What can I use, and where could I find them?


----------



## JohnK (Aug 1, 2016)

I thought Minn Kota says 50 amp for 30 lb thrust motors, you might want to recheck that rating, can get a 50A for 10 bucks or so at Walmart or Academy Sports. With a transom mount I'd try a 40A. No voltage drop and keep your connections clean it should work just fine.


----------



## jojo (Aug 1, 2016)

I use the Rig Rite breakers. Great price and they work good.

https://www.amazon.com/Rig-Rite-12-Circuit-Breaker/dp/B0021W0HFI


----------



## braden (Aug 1, 2016)

I did get a 50 A breaker, but the wires have a pretty big diameter (larger than the the biggest size but connectors at the auto parts store). It looks like the bussman breaker that is listed in a link a few posts above this, but it is the 50A version. Sorry for the confusion.


----------



## jojo (Aug 1, 2016)

braden said:


> I did get a 50 A breaker, but the wires have a pretty big diameter (larger than the the biggest size but connectors at the auto parts store). It looks like the bussman breaker that is listed in a link a few posts above this, but it is the 50A version. Sorry for the confusion.

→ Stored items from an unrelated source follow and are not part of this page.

PR #1576, opened 2023-06-19
Prevent ValueError when importing HOOMD in a non-main thread.

joaander:
## Description

See https://github.com/glotzerlab/gsd/pull/258 for details.

## Change log

```
*Fixed:*

* Prevent ``ValueError: signal only works in main thread of the main interpreter`` when importing
  gsd in a non-main thread.
```

## Checklist:

### DIFF
--- a/hoomd/__init__.py
+++ b/hoomd/__init__.py
@@ -104,4 +104,7 @@ sys.excepthook = _hoomd_sys_excepthook
 
 # Install a SIGTERM handler that gracefully exits, allowing open files to flush
 # buffered writes and close.
-signal.signal(signal.SIGTERM, lambda n, f: sys.exit(1))
+try:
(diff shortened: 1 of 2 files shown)


hoomd/__init__.py
```diff
@@ -104,4 +104,7 @@ def _hoomd_sys_excepthook(type, value, traceback):
 
 # Install a SIGTERM handler that gracefully exits, allowing open files to flush
 # buffered writes and close.
```
b-butler: Probably worth mentioning why we are using the try block here as it is non-obvious.

b-butler (commented):
Looks fine, just think a comment would help future developers if there is ever need to touch this code.

b-butler (approved):

PR #1950, opened 2025-06-14
Fix 2621/modal with close backdrop click closes mouse held down inside modal released outside

Nadim901:

- Modal with close-on-backdrop-click closes when mouse is held down inside modal and released outside

GitHub Issue Number: 1663
Jira Issue number: [IX-2621]

- Modal stays open when mouse is held down inside modal and released outside, only closes when "full click" happens outside  the modal

## 🏁 Checklist


packages/core/src/components/modal/modal.tsx
```diff
@@ -137,17 +137,18 @@ export class Modal {
...
     }
+    if (!this.isClickInsideDialog && this.closeOnBackdropClick) {
+      this.dismissModal();
+    }
+  }
 
+  private onMouseDown(event: MouseEvent) {
     const rect = this.dialog!.getBoundingClientRect();
-    const isClickOutside =
+    this.isClickInsideDialog =
```
nuke-ellington, line 147: Do we even need to check the dimensions, since we konw the event comes from dialog element?

Nadim901:
> In storybook and html-test-app modal still closes when releasing over modal after mouse down on backdrop

@nuke-ellington 

 Regarding the this modal backdrop click issue we have two possible approaches for handling mouse events:

Approach 1:
- DOWN inside + UP inside = Stay open
- DOWN inside + UP outside = Stay open
- DOWN outside + UP inside = Close modal
- DOWN outside + UP outside = Close modal

Approach 2 :
- DOWN inside + UP inside = Stay open
- DOWN inside + UP outside = Stay open
- DOWN outside + UP inside = Stay open
- DOWN outside + UP outside = Close modal

The key difference is: should we close ( or stay open) the modal when mousedown starts outside but mouseup happens inside?
**Our current fix is according to Approach 1.**
Just wanted to confirm which Approach we should follow?

nuke-ellington:
> > In storybook and html-test-app modal still closes when releasing over modal after mouse down on backdrop
> 
> @nuke-ellington
> 
> Regarding the this modal backdrop click issue we have two possible approaches for handling mouse events:
> 
> Approach 1:
> 
> * DOWN inside + UP inside = Stay open
> * DOWN inside + UP outside = Stay open
> * DOWN outside + UP inside = Close modal
> * DOWN outside + UP outside = Close modal
> 
> Approach 2 :
> 
> * DOWN inside + UP inside = Stay open
> * DOWN inside + UP outside = Stay open
> * DOWN outside + UP inside = Stay open
> * DOWN outside + UP outside = Close modal
> 
> The key difference is: should we close ( or stay open) the modal when mousedown starts outside but mouseup happens inside? **Our current fix is according to Approach 1.** Just wanted to confirm which Approach we should follow?

UX decision: **Approach 2** should be implemented 👍

packages/core/src/components/modal/modal.tsx
```diff
@@ -34,7 +34,8 @@ export type IxModalSize = IxModalFixedSize | IxModalDynamicSize;
 })
 export class Modal {
   private ariaAttributes: A11yAttributes = {};
-  private isClickInsideDialog = false;
+  private isMouseUpInsideDialog = false;
```
nuke-ellington: This should not be a class member but rather local to the fn it is used in.

nuke-ellington (changes requested):

packages/core/src/components/modal/modal.tsx
Nadim901: Both isMouseDownInsideDialog and isMouseUpInsideDialog are part of the same modal interaction logic, so keeping them as class members ensures consistency and clearer code intent. However, if performance is a priority, I can make isMouseUpInsideDialog local, though it would sacrifice code consistency for minimal gain.

nuke-ellington: Please make it local 🙏

nuke-ellington (approved):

Do you mean fuse? I don't see a bussman breaker in a link above. I personally would go with a breaker for a trolling motor. I don't want to carry spare fuses and have to fumble around with the holder to change it. The breaker in the link above would be all you need for around $10. It even includes the crimp connector.


----------



## braden (Aug 1, 2016)

Sorry, I guess I am showing my ignorance here. I don't have a breaker, I have a 50A fuse holder. How do you attach that breaker? Does that brass rectangular piece with the circular hole just fit over the post in the battery?


----------



## jojo (Aug 1, 2016)

braden said:


> Sorry, I guess I am showing my ignorance here. I don't have a breaker, I have a 50A fuse holder. How do you attach that breaker? Does that brass rectangular piece with the circular hole just fit over the post in the battery?


Correct


----------



## braden (Aug 1, 2016)

That would be easier.


----------



## perchjerker (Aug 2, 2016)

you don't need a breaker and a fuse

they do the same job all you need is one or the other

I have the fuse type and have an extra fuse in my boat. In all my years I have never ever blown that fuse

if you are blowing that fuse then something is wrong.


----------



## braden (Aug 2, 2016)

perchjerker said:


> you don't need a breaker and a fuse
> 
> they do the same job all you need is one or the other
> 
> ...



I understand what you are saying. I am not trying to put both on, just trying to figure out how to put one of them on. I had originally purchased the fuse holder and the fuse, but the wire on the fuse holder is quite large. The auto parts store did not have butt connectors large enough to fit over the wire. I was just trying to see what I needed to use in order to connect the fuse holder to the trolling motor wire. 

Then someone else mentioned a circuit breaker. At that time I still did not know how to attach the fuse holder, so I thought I might give up on the fuse holder and buy the circuit breaker. 

I already have the bussman fuse holder and fuse, so I would prefer just to use that, but I just don't know how to do it.

I hope that clears everything up, and I would really appreciate any insight in this matter. Thank you everyone for all of the good ideas, I appreciate the responses.


----------



## perchjerker (Aug 2, 2016)

braden said:


> perchjerker said:
> 
> 
> > you don't need a breaker and a fuse
> ...



I can send you some of the proper connectors if you cant finD them

just pm me your mailing address

thNKS


----------



## braden (Aug 2, 2016)

Thanks! That is a big help.


----------